Analyzing keywords from columns O (Keyword 2) and P (Keyword 3)

In [None]:
# Combine keywords from columns O and P
keyword2 = df['Keyword 2'].dropna().tolist()
keyword3 = df['Keyword 3'].dropna().tolist()

all_keywords = keyword2 + keyword3

print(f"Total keywords: {len(all_keywords)}")
print(f"From Keyword 2: {len(keyword2)}")
print(f"From Keyword 3: {len(keyword3)}")

# Count keyword frequencies
keyword_counts = Counter(all_keywords)
print(f"\nUnique keywords: {len(keyword_counts)}")
print("\nTop 10 keywords:")
for keyword, count in keyword_counts.most_common(10):
    print(f"  {keyword}: {count}")

In [None]:
# Prepare data for pie chart
# Group smaller categories together for cleaner visualization
sorted_keywords = keyword_counts.most_common()

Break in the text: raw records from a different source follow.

PR #1210, opened 2016-08-26
Use aii_term and b0_ii from generalised cubic

JonWel:
Making use of their feature (aii_term has tau derivative), and only do numeric derivatives for the gE_R term.


JonWel:
Mh, seems I made the change just some seconds to late. I'll do a cleaner PR.

PR #1172, opened 2015-12-31
Cufflinks assembling should take library type into count.

dezzan:
Hello!

Just a small bugfix: cufflinks assemble does not currrently use library-type option. Unless used  the right option on the stranded data the following error occurs:

BAM record error: found spliced alignment without XS attribute


dezzan:
@chapmanb Brad, hi! Have a quick look, please.

roryk:
Thanks @dezzan, good catch!

PR #1184, opened 2016-01-14
Add serialize functionality example usage and plotting.

brainstorm:
Just a short explanation on how to extract the pandas dataframes from the pickled file.


chapmanb:
Roman -- thanks so much for the doc update.

PR #1202, opened 2016-01-26
Improve resources downloading on the Windows Azure infrastructure

alexcoman:
This pull requests tries to improve the features set available on the Windows Azure infrastructure.
Also, it contains some abstractizations of the client module ported from the develop branch of bcbio-nextgen-vm in order to avoid duplicated code.

Thanks,
Alex


chapmanb:
Alex;
Thanks so much for this. I've been going back and forth for the past few days about how best to integrate all this great work. Practically we've been trying to move the non-biology cloud interaction code out of bcbio-nextgen itself into bcbio-nextgen-vm. What we're working towards is having bcbio-nextgen itself be agnostic to the infrastructure used to run it. I guess I'm worried this adds to bcbio-nextgen functionality where we're looking to subtract from it to gain better abstraction long term.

# Take top 10 keywords and group the rest as "Other"
top_n = 10
top_keywords = dict(sorted_keywords[:top_n])
other_count = sum(count for _, count in sorted_keywords[top_n:])

if other_count > 0:
    top_keywords['Other'] = other_count

# Create pie chart
fig, ax = plt.subplots(figsize=(12, 8))

labels = list(top_keywords.keys())
sizes = list(top_keywords.values())
colors = sns.color_palette('husl', len(labels))

# Create the pie chart
wedges, texts, autotexts = ax.pie(
    sizes, 
    labels=labels, 
    colors=colors,
    autopct='%1.1f%%',
    startangle=90,
    textprops={'fontsize': 11, 'weight': 'bold'}
)

# Make percentage text white for better visibility
for autotext in autotexts:
    autotext.set_color('white')
    autotext.set_fontsize(10)

ax.set_title('2025 IWRC Seed Fund Projects\nResearch Topic Distribution', 
             fontsize=16, weight='bold', pad=20)

plt.tight_layout()
plt.savefig('2025_keyword_pie_chart.png', dpi=300, bbox_inches='tight')
print("Saved: 2025_keyword_pie_chart.png")
plt.show()

## Part 2: Illinois Institutions Map

Creating a map showing funded institutions across Illinois

In [None]:
# Analyze institutions
institutions = df['Institution'].value_counts()
print("Institutions funded in 2025:")
print(institutions)
print(f"\nTotal institutions: {len(institutions)}")
print(f"Total projects: {institutions.sum()}")

In [None]:
# Clean up institution names and get city information
institution_data = df.groupby(['Institution', 'City']).size().reset_index(name='Project Count')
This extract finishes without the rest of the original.